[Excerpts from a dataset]
PR #118, opened 2017-05-14
fix instrumentation of refutation clauses `p -> .`

gasche:
[refutation clauses](https://caml.inria.fr/pub/docs/manual-ocaml-4.04/extn.html#sec241) `| p -> .` must not get instrumented, as
instrumentation would generate code of the form

     | p -> <instrumentation>; .

that makes the type-checker fail with an error as it does not
recognize the refutation clause anymore:

    File "test.ml", line 3, characters 2-4:
    Warning 11: this match case is unused.
    File "test.ml", line 3, characters 8-9:
    Error: Unreachable expression was reached

The type-checker could in principle be extended to recognize
right-hand-sides of the form (e; .) as statically unreachable, but
this fails at least with OCaml 4.03 and 4.04.

Note that this patch could be trivially extended to automatically
consider clauses of the form

    | p -> assert false

as unreachable, which I would personally find desirable as they are
(in my code) always a clear intent of intentional unreachability
(so I would never write a test to cover them, and would have to
manually add an excluding comment). The current instrumenter does not
exclude these, so I did not implement it.


gasche:
Remarks:

- this is a bisect-breaks-the-compilation-of-my-project bug
- I could be conviced to rebase on top of #117 if you merged it

aantron:
I think fixing this in Bisect is indeed the right thing to do.

I actually had a TODO item to not mark `assert false`, just never got around to it. If it's not too much trouble for you to add that, it would be welcome.

I'll give this a proper review in a day or two. Thanks for the PR!

gasche:
What is very easy to do within this patch is to consider the whole clause `| p -> assert false` as unreachable. Did you had in mind a more general behavior where any `assert false` would be considered unreachable? (I am not convinced the more general behavior is a good idea: if people write stuff like `(<expr>; assert false)`, it means that either they have dead code and they should be told, or they consider that this `assert false` may be reachable.)

aantron:
Just handling the complete clauses would be great already, I think that's a pretty common scenario that we can easily take care of. I would benefit from it in Lwt, for instance (and it's how it ended up on my TODO list in the first place).

I guess the 4.02 builds are breaking because refutation clauses require >= 4.03. Do you want me to look at the test suite later, to execute those tests conditionally? You should be able to put something together using [`Test_helpers.ocamlc_version`](https://github.com/aantron/bisect_ppx/blob/master/tests/test_helpers.mli#L42). I think we already have some tests that run conditionally, I just don't remember off the top of my head which ones (some PPX tests, IIRC).

aantron:
And please ignore the 4.03 failure, that's totally my fault, and I'll take care of it later (soon!). Sorry about that.

gasche:
I added the logic for `| p -> assert false` in a separate commit. This changes the behavior of the test `ppat_open/expr_match.ml` in a way that seems reasonable.

I hadn't thought of the testsuite under 4.02, I'll go fix it.

gasche:
Rebased on top of #121 for version-conditional tests.

aantron:
@gasche Thanks for the bug report/pull requests. I especially appreciate the added tests and detailed commit messages :) I'll take care of merging with the `ocaml-migrate-parsetree` PR.

I've added a commit to `master`, after these PRs, that should fix macOS testing on 4.03.

Now, on to the other PR...

PR #119, opened 2017-05-15
Minor changes

gasche:
This PR does not change the tool behavior, but it adds a testsuite for IGNORE/VISIT patterns and their interaction with clause marking, and reorder the instrumented code to make the output readable (I would checked that I got the expected VISIT behavior, which requires looking at the generated code.) Feel free to kill this PR under the "if it ain't broke, don't fix it" rule.

### DIFF
--- a/src/syntax/instrumentPpx.cppo.ml
+++ b/src/syntax/instrumentPpx.cppo.ml
@@ -330,14 +330,20 @@ let faster file =
   in
   let make = apply_nolabs (lid "Array.make") [intconst nb; intconst 0] in
   let marks =
-    List.fold_left
-      (fun acc (idx, nb) ->
-        let mark =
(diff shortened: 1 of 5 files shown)


aantron:
> Feel free to kill this PR under the "if it ain't broke, don't fix it" rule.

On the contrary, this is a welcome change. Thank you :)

Some notes:

- The test suite is failing with

        File "test_main.ml", line 31, characters 2-29:
        Error: Unbound module Test_exclude_comments

- `master` now has a fixed macOS 4.03 build. While not necessary, it may be nice to rebase over that.

I know your time is precious (thanks for all your other work!), so please let me know if you'd like me to take over this and make the minor changes needed to fix it up. I'll check with you for proper blame/authorship before merging anything.

gasche:
Hm, I forgot to `git add` a file ^^ This should be fixed now, thanks.

aantron:
Thanks again.

PR #121, opened 2017-05-15
Conditional tests

gasche:
The existing machinery only allows to choose a minimum version for a whole directory, not per-file.


tests/test_helpers.mli
```diff
@@ -42,8 +42,11 @@ val have_package : string -> bool
 val ocamlc_version : unit -> int * int * int option
 (** Return the [ocamlc] version. *)
 
+val ocamlc_403_or_more : unit -> bool
+(** [ocamlc] version is 4.03.0 ir greater. *)
```
aantron: This `ir` outlived the fix of the other one (thanks) :)

tests/test_helpers.ml
```diff
@@ -174,6 +174,9 @@ let ocamlc_version () =
     (fun major minor _periods patchlevel ->
         major, minor, try Some (int_of_string patchlevel) with _ -> None)
 
+let ocamlc_403_or_more () =
+  ocamlc_version () >= (4,4,None)
```
aantron: I guess the second `4` should be a `3`?

gasche: Fxed, thanks.

PR #123, opened 2017-05-20
Fixes unary operator expected issue

bradlangel:
When running `make install` the following error occurred:
`/bin/sh: line 0: [: =: unary operator expected`
In makefile we need to put our reference to DEV_INSTALL in double
quotes.


aantron:
Thanks!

Problem to work on:
Your reply should be one number: how many lines in the entries above contain the word "characters".

Finished exercise:
3